Dataset excerpts
◇ ◇ ◇

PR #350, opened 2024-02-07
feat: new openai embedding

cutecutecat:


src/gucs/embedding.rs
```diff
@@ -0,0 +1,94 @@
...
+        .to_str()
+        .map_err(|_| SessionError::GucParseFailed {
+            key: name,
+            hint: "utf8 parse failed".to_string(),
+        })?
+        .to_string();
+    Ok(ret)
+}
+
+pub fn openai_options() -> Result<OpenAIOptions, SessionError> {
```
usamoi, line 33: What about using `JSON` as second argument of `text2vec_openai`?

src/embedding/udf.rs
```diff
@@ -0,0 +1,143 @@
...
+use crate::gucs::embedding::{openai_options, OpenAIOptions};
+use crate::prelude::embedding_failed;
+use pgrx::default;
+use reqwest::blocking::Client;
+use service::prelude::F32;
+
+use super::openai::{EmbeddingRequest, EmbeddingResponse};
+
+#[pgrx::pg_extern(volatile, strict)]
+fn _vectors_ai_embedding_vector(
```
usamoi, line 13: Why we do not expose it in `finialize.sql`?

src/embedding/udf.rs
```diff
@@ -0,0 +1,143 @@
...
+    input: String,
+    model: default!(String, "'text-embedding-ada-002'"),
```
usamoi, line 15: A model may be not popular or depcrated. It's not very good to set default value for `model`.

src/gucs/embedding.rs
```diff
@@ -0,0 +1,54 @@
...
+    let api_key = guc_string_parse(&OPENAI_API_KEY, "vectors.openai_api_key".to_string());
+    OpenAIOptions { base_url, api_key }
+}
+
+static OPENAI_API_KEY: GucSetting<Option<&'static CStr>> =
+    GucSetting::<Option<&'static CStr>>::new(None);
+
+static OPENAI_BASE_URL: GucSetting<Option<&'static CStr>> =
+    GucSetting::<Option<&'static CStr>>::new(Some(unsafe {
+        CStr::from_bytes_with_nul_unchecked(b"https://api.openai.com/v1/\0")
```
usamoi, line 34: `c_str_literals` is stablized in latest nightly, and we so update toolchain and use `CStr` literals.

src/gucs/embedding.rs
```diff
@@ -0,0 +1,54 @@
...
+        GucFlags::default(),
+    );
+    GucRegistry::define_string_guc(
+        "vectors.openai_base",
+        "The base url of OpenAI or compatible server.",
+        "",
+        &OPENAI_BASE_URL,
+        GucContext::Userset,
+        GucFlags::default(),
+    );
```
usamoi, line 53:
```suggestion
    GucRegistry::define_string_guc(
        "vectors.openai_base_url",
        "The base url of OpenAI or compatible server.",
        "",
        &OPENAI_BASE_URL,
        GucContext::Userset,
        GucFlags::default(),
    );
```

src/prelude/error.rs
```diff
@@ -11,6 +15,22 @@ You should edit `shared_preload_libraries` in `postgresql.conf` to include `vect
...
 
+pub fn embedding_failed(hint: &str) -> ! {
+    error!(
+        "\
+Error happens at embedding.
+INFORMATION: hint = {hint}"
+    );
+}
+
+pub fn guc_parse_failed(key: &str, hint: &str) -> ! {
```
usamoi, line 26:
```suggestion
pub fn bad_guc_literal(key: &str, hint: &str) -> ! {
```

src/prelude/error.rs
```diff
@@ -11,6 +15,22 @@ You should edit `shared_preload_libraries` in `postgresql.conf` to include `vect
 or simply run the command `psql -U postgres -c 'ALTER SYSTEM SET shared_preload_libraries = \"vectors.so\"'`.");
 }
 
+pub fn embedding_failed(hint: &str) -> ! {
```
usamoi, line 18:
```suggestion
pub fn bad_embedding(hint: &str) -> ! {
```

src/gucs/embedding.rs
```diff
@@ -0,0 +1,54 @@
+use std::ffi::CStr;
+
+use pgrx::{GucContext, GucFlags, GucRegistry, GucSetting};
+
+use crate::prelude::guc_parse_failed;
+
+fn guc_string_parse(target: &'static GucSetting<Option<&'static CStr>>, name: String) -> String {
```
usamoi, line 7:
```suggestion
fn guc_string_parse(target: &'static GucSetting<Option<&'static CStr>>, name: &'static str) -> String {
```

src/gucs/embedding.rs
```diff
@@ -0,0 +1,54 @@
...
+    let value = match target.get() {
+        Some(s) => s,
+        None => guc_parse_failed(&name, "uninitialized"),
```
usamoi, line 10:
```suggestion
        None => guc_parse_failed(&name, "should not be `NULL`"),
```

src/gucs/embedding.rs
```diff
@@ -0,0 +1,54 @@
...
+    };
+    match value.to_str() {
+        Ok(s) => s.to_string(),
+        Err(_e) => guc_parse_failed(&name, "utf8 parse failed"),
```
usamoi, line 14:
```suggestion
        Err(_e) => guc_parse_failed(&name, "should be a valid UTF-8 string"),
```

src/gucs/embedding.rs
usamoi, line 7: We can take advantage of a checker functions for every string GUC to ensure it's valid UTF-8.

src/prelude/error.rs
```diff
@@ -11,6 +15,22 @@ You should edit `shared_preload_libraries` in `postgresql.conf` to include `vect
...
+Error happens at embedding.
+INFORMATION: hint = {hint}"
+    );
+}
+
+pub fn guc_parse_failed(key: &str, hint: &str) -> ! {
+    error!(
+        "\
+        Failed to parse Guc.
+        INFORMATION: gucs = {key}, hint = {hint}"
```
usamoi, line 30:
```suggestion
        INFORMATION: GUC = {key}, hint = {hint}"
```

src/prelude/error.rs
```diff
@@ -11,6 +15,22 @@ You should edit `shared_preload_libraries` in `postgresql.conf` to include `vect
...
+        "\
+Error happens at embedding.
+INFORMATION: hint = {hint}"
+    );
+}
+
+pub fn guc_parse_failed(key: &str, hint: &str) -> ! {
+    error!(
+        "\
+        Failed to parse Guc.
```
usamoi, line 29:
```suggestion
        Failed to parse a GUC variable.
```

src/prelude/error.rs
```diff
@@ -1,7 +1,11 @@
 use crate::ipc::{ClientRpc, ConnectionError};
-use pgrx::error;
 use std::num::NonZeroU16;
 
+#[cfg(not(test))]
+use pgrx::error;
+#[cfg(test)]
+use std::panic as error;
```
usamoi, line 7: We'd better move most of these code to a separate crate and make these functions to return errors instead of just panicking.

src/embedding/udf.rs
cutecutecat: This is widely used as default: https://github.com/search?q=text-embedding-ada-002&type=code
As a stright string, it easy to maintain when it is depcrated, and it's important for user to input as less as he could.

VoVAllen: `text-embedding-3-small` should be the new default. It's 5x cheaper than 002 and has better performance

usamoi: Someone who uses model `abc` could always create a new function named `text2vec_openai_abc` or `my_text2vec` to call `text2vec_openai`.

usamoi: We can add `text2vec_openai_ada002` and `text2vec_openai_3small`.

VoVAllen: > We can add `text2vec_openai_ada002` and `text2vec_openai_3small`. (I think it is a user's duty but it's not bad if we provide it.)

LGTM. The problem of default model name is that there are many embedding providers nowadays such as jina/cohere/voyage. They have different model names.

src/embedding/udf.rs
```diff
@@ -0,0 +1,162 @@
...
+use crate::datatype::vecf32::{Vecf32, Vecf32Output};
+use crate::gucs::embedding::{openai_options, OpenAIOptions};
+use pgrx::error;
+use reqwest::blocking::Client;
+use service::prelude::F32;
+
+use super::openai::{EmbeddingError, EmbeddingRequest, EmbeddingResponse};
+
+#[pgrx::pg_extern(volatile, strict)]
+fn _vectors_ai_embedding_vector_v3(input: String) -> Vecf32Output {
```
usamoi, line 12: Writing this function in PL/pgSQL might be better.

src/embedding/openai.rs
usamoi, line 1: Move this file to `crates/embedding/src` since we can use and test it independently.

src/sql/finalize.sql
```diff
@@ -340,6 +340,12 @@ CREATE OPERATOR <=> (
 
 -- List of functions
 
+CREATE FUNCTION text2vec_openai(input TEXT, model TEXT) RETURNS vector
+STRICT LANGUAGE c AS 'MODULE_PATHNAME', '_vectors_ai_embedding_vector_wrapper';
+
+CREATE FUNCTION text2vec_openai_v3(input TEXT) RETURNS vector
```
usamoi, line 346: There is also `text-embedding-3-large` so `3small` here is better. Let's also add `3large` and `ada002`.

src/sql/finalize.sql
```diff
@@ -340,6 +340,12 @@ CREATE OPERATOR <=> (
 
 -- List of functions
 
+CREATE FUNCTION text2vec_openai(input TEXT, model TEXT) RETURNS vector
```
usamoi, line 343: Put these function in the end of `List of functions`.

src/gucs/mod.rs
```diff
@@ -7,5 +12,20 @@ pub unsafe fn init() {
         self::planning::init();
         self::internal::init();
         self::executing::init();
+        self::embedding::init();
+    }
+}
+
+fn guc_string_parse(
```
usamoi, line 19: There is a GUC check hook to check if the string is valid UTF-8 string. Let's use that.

◇ ◇ ◇

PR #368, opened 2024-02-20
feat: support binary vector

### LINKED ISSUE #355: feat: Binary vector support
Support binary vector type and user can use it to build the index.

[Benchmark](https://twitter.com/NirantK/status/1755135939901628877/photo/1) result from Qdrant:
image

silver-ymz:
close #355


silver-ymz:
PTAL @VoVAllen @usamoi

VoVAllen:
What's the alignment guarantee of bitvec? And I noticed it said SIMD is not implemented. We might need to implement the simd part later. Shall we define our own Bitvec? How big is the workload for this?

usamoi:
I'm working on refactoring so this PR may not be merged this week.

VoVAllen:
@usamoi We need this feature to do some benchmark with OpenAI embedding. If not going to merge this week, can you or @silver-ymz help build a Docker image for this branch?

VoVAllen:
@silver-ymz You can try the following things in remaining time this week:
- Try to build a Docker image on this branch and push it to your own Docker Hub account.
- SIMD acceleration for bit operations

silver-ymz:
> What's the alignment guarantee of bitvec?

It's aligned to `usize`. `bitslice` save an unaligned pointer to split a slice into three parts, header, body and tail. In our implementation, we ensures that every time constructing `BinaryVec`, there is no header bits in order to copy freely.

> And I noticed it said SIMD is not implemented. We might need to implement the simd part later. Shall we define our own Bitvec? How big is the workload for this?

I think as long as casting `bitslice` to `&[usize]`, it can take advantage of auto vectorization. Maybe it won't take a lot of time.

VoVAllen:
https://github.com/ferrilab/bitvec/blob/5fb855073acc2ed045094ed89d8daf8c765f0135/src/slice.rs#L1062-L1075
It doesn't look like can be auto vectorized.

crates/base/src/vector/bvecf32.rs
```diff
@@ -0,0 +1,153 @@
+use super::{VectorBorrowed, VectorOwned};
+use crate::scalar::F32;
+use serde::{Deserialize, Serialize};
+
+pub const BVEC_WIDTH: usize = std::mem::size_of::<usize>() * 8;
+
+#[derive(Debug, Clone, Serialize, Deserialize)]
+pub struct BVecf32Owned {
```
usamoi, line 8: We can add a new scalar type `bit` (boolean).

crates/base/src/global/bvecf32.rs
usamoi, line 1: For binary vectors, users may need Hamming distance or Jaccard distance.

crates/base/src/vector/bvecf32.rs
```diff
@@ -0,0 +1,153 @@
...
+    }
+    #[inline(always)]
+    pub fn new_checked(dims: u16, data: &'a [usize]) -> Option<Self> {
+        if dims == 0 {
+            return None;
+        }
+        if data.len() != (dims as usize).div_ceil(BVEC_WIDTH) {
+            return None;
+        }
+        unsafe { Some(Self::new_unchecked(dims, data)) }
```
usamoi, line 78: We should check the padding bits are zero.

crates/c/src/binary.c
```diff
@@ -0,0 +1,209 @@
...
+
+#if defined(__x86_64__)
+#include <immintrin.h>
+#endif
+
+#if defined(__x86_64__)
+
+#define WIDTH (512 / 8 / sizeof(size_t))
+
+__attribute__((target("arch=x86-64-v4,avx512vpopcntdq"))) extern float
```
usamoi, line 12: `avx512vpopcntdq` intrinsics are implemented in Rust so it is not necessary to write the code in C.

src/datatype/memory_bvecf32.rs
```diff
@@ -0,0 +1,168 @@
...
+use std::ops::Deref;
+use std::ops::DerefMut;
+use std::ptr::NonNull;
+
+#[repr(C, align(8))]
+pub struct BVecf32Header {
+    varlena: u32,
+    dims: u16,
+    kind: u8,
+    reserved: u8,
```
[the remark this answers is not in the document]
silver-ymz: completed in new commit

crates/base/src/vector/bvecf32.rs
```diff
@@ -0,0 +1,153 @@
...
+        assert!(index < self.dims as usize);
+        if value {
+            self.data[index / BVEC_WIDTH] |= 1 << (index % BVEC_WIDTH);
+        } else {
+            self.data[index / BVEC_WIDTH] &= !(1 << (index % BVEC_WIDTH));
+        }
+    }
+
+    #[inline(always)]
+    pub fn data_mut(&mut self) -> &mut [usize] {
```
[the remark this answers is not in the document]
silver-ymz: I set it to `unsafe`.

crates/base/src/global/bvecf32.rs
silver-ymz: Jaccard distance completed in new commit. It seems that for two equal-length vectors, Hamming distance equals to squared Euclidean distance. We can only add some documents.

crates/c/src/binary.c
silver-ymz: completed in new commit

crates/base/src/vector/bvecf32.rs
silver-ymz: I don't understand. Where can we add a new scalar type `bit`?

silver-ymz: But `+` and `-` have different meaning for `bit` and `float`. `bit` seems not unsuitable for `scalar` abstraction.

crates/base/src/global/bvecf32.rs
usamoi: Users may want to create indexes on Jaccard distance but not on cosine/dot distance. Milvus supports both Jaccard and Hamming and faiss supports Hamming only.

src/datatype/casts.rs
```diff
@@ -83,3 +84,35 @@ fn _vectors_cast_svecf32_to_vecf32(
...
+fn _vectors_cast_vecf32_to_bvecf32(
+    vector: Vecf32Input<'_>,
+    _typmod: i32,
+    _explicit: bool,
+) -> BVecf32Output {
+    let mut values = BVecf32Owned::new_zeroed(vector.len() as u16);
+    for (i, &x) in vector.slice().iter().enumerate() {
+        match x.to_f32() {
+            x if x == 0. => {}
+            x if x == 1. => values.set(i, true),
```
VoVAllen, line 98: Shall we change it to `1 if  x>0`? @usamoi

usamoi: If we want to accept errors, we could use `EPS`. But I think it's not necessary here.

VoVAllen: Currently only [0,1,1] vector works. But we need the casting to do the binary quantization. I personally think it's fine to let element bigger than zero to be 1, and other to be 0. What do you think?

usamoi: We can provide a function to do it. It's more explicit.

◇ ◇ ◇

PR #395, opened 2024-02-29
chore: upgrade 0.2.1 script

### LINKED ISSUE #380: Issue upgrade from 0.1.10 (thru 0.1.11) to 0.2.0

◇ ◇ ◇

Task item
Where a line of the records contains the word "cutecutecat", count it; state only the final tally.

Expected answer
2